**Source information**
PR #44, opened 2020-04-06
add cache

### LINKED ISSUE #25: Cache tickets that already were checked for 5 minutes
Cache for 5 minutes tickets that were already checked to prevent rechecking them all the time.

Only for 5 minutes so if there is any other update it will still be picked up in the next run

NeunEinser:
Resolves #25


NeunEinser:
What do you mean with "reset each time" / what does "each time" refer to?

This will only happen when the entry is not in the cache already, because this happens after the filter, so a key in the cache won't be re-scheduled.
https://github.com/mojira/arisa-kt/blob/0c9ec1659098d4623118b345865603409c155f05/src/main/kotlin/io/github/mojira/arisa/ArisaMain.kt#L101-L105

PR #46, opened 2020-04-07
Added keep private module

### LINKED ISSUE #19: Mark tickets with MEQS for private as private again
If a ticket is make public but it still has MEQS for private, mark it as private again

NeunEinser:
Resolves #19


NeunEinser:
If you are talking about the config:
https://github.com/mojira/arisa-kt/blob/6240a51ad59d657e67af02da56445a4edb3492c9/src/main/kotlin/io/github/mojira/arisa/infrastructure/config/Arisa.kt#L26-L32

I don't know why, but MCL and MCAPI are the only projects that have their own security level (`Minecraft Launcher - Private` and `Minecraft API - Private` respectively). All other projects use the same private security level with id `10318` simply called `Minecraft - Private`. I checked all of them and didn't want to list all projects if most of them use the same security level anyways.

In case this ever changes, we can just change the config.

Other then this I don't see where to add other projects or where other projects might not be supported.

**About this task**
Please report every line of the listing that contains the string "config".

**Output of the exercise**
If you are talking about the config:
https://github.com/mojira/arisa-kt/blob/6240a51ad59d657e67af02da56445a4edb3492c9/src/main/kotlin/io/github/mojira/arisa/infrastructure/config/Arisa.kt#L26-L32
In case this ever changes, we can just change the config.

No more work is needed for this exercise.